We defined hypotension as SBP ≤ 100 mmHg, based on increasing evidence supporting
a higher threshold, as opposed to the traditional 90 mmHg [11, 12]. We used the first
recorded SBP value registered and did not have the possibility to examine individual
dynamic trends by serial measurements. Although a more detailed definition of hypotension
taking into account a patient’s baseline blood pressure as well as repeated measurements
in the ED would be ideal, it was not feasible in this study. However, a single measurement
approach is a common clinical applied triage method in emergency medicine settings.
Another important limitation is the number of organ failures defining our cohort.
Metabolic failure was not included, as arterial punctures were not systematically
collected. Moreover, respiratory frequencies and Glasgow Coma Scale were not consistently
registered, whereby organ failures related to the respiratory system, and failure
of the central nervous system were not included. We used a Shock Index ≥1 to define
cardiovascular failure, as this index has been shown to prognosticate outcome across
several etiologies of shock and critical illnesses [18, 30–37]. Ideally, cardiac output
measurements would have been desirable but not feasible based on the present design.
As not all variables for assessing organ failure were available, the incidence rate
and the mortality outcomes should be interpreted bearing this in mind.
Furthermore, we acknowledge the presence of a physician in the prehospital setting
(MECU) (from 2006 and onwards) could induce referral bias, as certain “high-risk”

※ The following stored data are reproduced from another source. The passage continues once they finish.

PR #1719, opened 2026-04-07
Fix warning message about unused use statement.

vuvanhieu143:
Hi @sangwinc ,

There is a warning message repeatedly appearing in our error log:

Warning: The use statement with non-compound name 'category_form' has no effect in /var/www/html/public/question/type/stack/questionlibrary.php on line 36

I have removed that line, as it does not appear to be necessary.

Could you please review the PR? It is a minor change.

### DIFF
--- a/questionlibrary.php
+++ b/questionlibrary.php
@@ -33,8 +33,6 @@ require_once(__DIR__ . '/stack/utils.class.php');
 require_once(__DIR__ . '/stack/questionlibrary.class.php');
 require_once(__DIR__ . '/classes/form/category_form.php');
 
-use category_form;
-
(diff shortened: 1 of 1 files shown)


sangwinc:
Thanks for helping with this @vuvanhieu143, we'll take a look and sort this out!

sangwinc:
@EJMFarrow could you review this please as you added this line here
https://github.com/maths/moodle-qtype_stack/commit/b77610094dd86e418587941ad883ca1f52334d61

Thanks!

EJMFarrow (commented):
My bad. That's a good change. I notice I failed to namespace the category form which would be worth doing as well. I can do that as a separate pull request, though.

patients are prone to be transported directly from the pre-hospital setting to the
operational theater or ICU, and thereby by-pass the ED. Moreover, in the period 2000–2008
(prior to the implementation of the ADAPT algorithm) blood pressure and blood test
were taken only if the acute care ED personal deemed it appropriate whereby our outcomes
could be susceptible to selection bias.
Lastly, a significant proportion of patients were evaluated in the ED and either discharged,
died or admitted to the ICU (Table 2). The later could be susceptible to information
bias, as the registration of ICU admission directly from the ED was not consistently
documented during the period of observation. Although limited, we had missing values
on covariates; ICD-codes (2 patients) and HR (36 patients).
Conclusion
Shock is present in 0.4% of ED encounters, with a mean annual IR of 59.6/100,000 pyar
(95% CI: 56.7–62.3) carrying a substantial 7-day, and 90-day all-cause mortality.
Age and increasing number of organ failures are important prognostic factors associated
with increased risk 7 days after ED presentation, whereas age, comorbidity and number
of organ failures are prognostic factors at 8 to 90 days.